EXERCISE INSTRUCTIONS
Please restate, word for word, the lines below that begin at the one with "or same-origin constraints**." and end at the one with "Since the Turing". Leave out all other lines.

RECORDS SHOWN

PR #4156, opened 2025-05-07
Enable Cross-Reference in MyST via CORS

rowanc1:
This PR updates the Turing Way’s site configuration to allow **Cross-Origin Resource Sharing (CORS)** from all origins (`Access-Control-Allow-Origin: *`). This change is being made to:

* Support **MyST cross-references** (e.g., `xref` links, [see docs](https://mystmd.org/guide/external-references#myst-xref)) **from other sites** that use The Turing Way as a citation source.
* Enable content embedding, linking, or automated metadata access (e.g., for previews or API consumers) **without authentication or same-origin constraints**.

#### What is CORS and why is it needed?

**CORS** is a browser security feature that restricts how resources on a web page can be requested from another domain outside the one that served the web page. For example, JavaScript running on `external-site.org` cannot fetch metadata or assets from `https://book.the-turing-way.org/` unless explicitly allowed.

By setting CORS headers to allow all origins (`*`), we make it possible for external tools and sites to:

* Reference Turing Way content directly via [structured and stable links](https://mystmd.org/guide/external-references#myst-xref).
* Preview or embed sections of the book from that page (with attribution).
* Use it in federated, cross-site knowledge systems (like MyST Markdown references in external books or educational hubs).

Since the Turing Way is **public and does not require authentication**, allowing all origins does **not pose a security risk** and aligns with the project's goals of openness, reusability, and interoperability. This is also the default on GitHub pages as a comparison.

PR #4279, opened 2025-06-26
remove CI path filtering

da5nsy:
### Summary

@the-turing-way/infrastructure-working-group recently turned on branch protection rules for `main`, meaning that certain checks would need to pass before merging was allowed.

This had the unintended consequence of blocking certain PRs from being merged (by anyone other than a user with admin permissions who could bypass the branch protection rules). This affected PRs which **only** modified files which were outside of the CI path spec:

https://github.com/the-turing-way/the-turing-way/blob/226f9b2ace7c8dcaccf104999e0cda9eaf836b63/.github/workflows/ci.yml#L11-L16

For example: 
- all-contributors-bot PRs, e.g. https://github.com/the-turing-way/the-turing-way/pull/4276
- things which just change netlify deploy info: https://github.com/the-turing-way/the-turing-way/pull/4156
- others (?)

This is because of [the way github had chosen to implement path filtering](https://docs.github.com/en/actions/how-tos/managing-workflow-runs-and-deployments/managing-workflow-runs/skipping-workflow-runs):

> If a workflow is skipped due to [path filtering](https://docs.github.com/en/actions/using-workflows/workflow-syntax-for-github-actions#onpushpull_requestpull_request_targetpathspaths-ignore), [branch filtering](https://docs.github.com/en/actions/using-workflows/workflow-syntax-for-github-actions#onpull_requestpull_request_targetbranchesbranches-ignore) or a commit message (see below), then checks associated with that workflow will remain in a "Pending" state. A pull request that requires those checks to be successful will be blocked from merging.

[Previous docs](https://github.com/github/docs/blob/285e455bf41892520fdf2503384bb47cb48e53dd/content/pull-requests/collaborating-with-pull-requests/collaborating-on-repositories-with-code-quality-features/troubleshooting-required-status-checks.md?plain=1#L58) also said:

> For this reason you should not use path or branch filtering to skip workflow runs if the workflow is required.

Here I remove the path filtering.

We could hypothetically add in some pseudo-path filtering, using [conditions](https://docs.github.com/en/actions/how-tos/writing-workflows/choosing-when-your-workflow-runs/using-conditions-to-control-job-execution), which is what was recommended in [historic github docs](https://stackoverflow.com/a/78003720/6464224), but I propose not doing that, since our current build time is only ~1 minute. This means that avoiding unnecessary builds is a low priority compared to readability of the CI workflow script.

Any issues I may not have anticipated.

### DIFF
--- a/.github/workflows/ci.yml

ANSWER SPACE
* Enable content embedding, linking, or automated metadata access (e.g., for previews or API consumers) **without authentication or same-origin constraints**.

#### What is CORS and why is it needed?

**CORS** is a browser security feature that restricts how resources on a web page can be requested from another domain outside the one that served the web page. For example, JavaScript running on `external-site.org` cannot fetch metadata or assets from `https://book.the-turing-way.org/` unless explicitly allowed.

By setting CORS headers to allow all origins (`*`), we make it possible for external tools and sites to:

* Reference Turing Way content directly via [structured and stable links](https://mystmd.org/guide/external-references#myst-xref).
* Preview or embed sections of the book from that page (with attribution).
* Use it in federated, cross-site knowledge systems (like MyST Markdown references in external books or educational hubs).

Since the Turing Way is **public and does not require authentication**, allowing all origins does **not pose a security risk** and aligns with the project's goals of openness, reusability, and interoperability. This is also the default on GitHub pages as a comparison.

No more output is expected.